PR #85, opened 2025-01-17
Port fixed grids tagging

julianakwan:
This ports the fixed tagging criterion in which the inner L/4 of the box is tagged for refinement to be compatible with AMReX. This is useful for weak scaling tests and also examples in which chi is not needed.

### DIFF
--- a/Source/TaggingCriteria/FixedGridsTaggingCriterion.hpp
+++ b/Source/TaggingCriteria/FixedGridsTaggingCriterion.hpp
@@ -25,22 +25,27 @@ class FixedGridsTaggingCriterion
         const std::array<double, AMREX_SPACEDIM> a_center)
         : m_dx(dx), m_L(a_L), m_level(a_level), m_center(a_center){};
 
-    template <class data_t> void compute(Cell<data_t> current_cell) const
+    template <class data_t>
+    AMREX_GPU_DEVICE data_t
+    compute(int i, int j, int k,
+            const amrex::Array4<const data_t> &current_cell) const
     {
         data_t criterion = 0.0;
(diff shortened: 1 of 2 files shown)


Source/TaggingCriteria/FixedGridsTaggingCriterion.hpp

·····

#### [Task item]
Exact copies of all the entries above are to be printed.

#### [Answer]
PR #85, opened 2025-01-17
Port fixed grids tagging

julianakwan:
This ports the fixed tagging criterion in which the inner L/4 of the box is tagged for refinement to be compatible with AMReX. This is useful for weak scaling tests and also examples in which chi is not needed.

### DIFF
--- a/Source/TaggingCriteria/FixedGridsTaggingCriterion.hpp
+++ b/Source/TaggingCriteria/FixedGridsTaggingCriterion.hpp
@@ -25,22 +25,27 @@ class FixedGridsTaggingCriterion
         const std::array<double, AMREX_SPACEDIM> a_center)
         : m_dx(dx), m_L(a_L), m_level(a_level), m_center(a_center){};
 
-    template <class data_t> void compute(Cell<data_t> current_cell) const
+    template <class data_t>
+    AMREX_GPU_DEVICE data_t
+    compute(int i, int j, int k,
+            const amrex::Array4<const data_t> &current_cell) const
     {
         data_t criterion = 0.0;
(diff shortened: 1 of 2 files shown)


Source/TaggingCriteria/FixedGridsTaggingCriterion.hpp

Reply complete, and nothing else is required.